Procédure devant la cour :
Par une requête enregistrée le 5 avril 2016, le préfet du Finistère demande à la cour :
1°) d'annuler ce jugement du tribunal administratif de Rennes du 3 mars 2016 ;
2°) de rejeter la demande de MmeB....
Il soutient que :
- le jugement n'est pas fondé dès lors que Mme B...peut avoir accès à un traitement approprié en Mongolie, ce qu'il établit en produisent un second avis du médecin de l'agence régionale de santé et des documents provenant de l'entreprise Monos Group qui importe des médicaments en Mongolie ;
- les autres moyens invoqués par Mme B...dans sa requête de première instance ne sont pas fondés.
Par un mémoire en défense, enregistré le 6 octobre 2016, MmeB..., représentée par Me Saglio, conclut au rejet de la requête et demande à la cour de mettre à la charge de l'Etat le versement à son conseil, qui renonce à percevoir la part contributive de l'Etat au titre de l'aide juridictionnelle, d'une somme de 1 800 euros sur le fondement des dispositions combinées des articles L. 761-1 du code de justice administrative et 37 de la loi n° 91-647 du 10 juillet 1991.
Elle soutient que :
- le préfet n'établit pas qu'un équivalent du Levothyrox 100 serait disponible en Mongolie, alors qu'elle produit un document de l'agence exécutive du gouvernement de Mongolie indiquant que cette dernière ne peut le fournir de façon stable et que 84% des médicaments importés ne sont pas conformes aux normes internationales ;
- elle suit également un traitement par anxiolytiques, antidépresseurs et somnifères, ce dont le préfet n'a pas tenu compte ;
- elle peut se prévaloir de circonstances humanitaires exceptionnelles car elle est bien intégrée en France où elle travaille depuis décembre 2014 et dispose d'un logement autonome depuis le 1er février 2015 ;
- elle s'en remet à ses écritures de première instance concernant les autres moyens.

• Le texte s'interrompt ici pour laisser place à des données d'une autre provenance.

PR #948, opened 2025-02-11
[SC-6593] Correctly unwrap nested inputs in array inputs for code execution inline nodes

NgoHarrison:
Fix handling of nested VellumValue objects in CodeExecutorInput arrays. Previously, when handling array inputs in CodeExecutorInput, we were wrapping the list itself but not properly unwrapping the inner VellumValue objects.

Mme B...a été admise au bénéfice de l'aide juridictionnelle totale par une décision du 6 juillet 2016.
Vu les autres pièces du dossier.
Vu :
- la convention européenne de sauvegarde des droits de l'homme et des libertés fondamentales ;
- le code de l'entrée et du séjour des étrangers et du droit d'asile ;
- la loi n° 91-647 du 10 juillet 1991, modifiée, relative à l'aide juridique ;
- le code de justice administrative.
Le président de la formation de jugement a dispensé le rapporteur public, sur sa proposition, de prononcer des conclusions à l'audience.
Les parties ont été régulièrement averties du jour de l'audience.
Le rapport de Mme Le Bris a été entendu au cours de l'audience publique.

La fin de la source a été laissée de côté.